Start of PROVIDED ENTRIES

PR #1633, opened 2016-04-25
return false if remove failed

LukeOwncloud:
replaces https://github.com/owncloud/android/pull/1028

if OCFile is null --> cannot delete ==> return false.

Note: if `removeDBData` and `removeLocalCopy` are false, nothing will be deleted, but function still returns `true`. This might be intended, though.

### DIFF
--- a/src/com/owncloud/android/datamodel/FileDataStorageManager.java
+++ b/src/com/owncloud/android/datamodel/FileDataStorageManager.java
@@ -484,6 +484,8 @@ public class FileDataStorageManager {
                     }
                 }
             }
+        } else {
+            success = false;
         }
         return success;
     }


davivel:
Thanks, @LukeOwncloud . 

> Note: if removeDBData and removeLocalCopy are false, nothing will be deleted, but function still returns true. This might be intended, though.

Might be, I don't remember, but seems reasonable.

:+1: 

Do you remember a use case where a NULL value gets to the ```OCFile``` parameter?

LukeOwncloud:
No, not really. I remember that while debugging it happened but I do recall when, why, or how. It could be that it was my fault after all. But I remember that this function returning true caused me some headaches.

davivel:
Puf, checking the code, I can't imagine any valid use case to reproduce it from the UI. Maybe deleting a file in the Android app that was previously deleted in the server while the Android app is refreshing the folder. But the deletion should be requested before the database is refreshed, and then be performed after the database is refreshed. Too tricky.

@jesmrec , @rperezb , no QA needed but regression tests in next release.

End of PROVIDED ENTRIES
Start of PROVIDED ENTRIES

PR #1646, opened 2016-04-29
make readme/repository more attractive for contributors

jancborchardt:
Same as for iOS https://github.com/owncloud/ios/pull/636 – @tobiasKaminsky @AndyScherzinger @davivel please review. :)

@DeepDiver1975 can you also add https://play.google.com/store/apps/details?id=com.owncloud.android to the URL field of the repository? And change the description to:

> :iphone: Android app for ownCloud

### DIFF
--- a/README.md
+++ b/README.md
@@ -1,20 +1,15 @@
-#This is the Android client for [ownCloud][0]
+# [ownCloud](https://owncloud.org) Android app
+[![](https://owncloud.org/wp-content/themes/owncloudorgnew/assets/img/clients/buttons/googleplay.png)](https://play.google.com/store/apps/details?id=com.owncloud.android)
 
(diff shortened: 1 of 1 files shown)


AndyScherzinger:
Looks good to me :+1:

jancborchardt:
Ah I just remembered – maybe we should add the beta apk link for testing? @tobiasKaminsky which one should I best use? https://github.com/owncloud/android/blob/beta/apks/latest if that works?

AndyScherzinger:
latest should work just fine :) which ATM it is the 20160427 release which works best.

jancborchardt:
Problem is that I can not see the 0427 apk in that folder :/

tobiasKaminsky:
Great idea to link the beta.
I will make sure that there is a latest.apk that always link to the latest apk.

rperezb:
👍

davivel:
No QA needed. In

End of PROVIDED ENTRIES
Start of PROVIDED ENTRIES

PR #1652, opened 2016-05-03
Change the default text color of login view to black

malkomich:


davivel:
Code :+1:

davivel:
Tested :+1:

End of PROVIDED ENTRIES

ABOUT THIS EXERCISE:
Where in the entries above does the word "datamodel" appear? Copy each line that has it.

SOLUTION TO THIS EXERCISE:
--- a/src/com/owncloud/android/datamodel/FileDataStorageManager.java
+++ b/src/com/owncloud/android/datamodel/FileDataStorageManager.java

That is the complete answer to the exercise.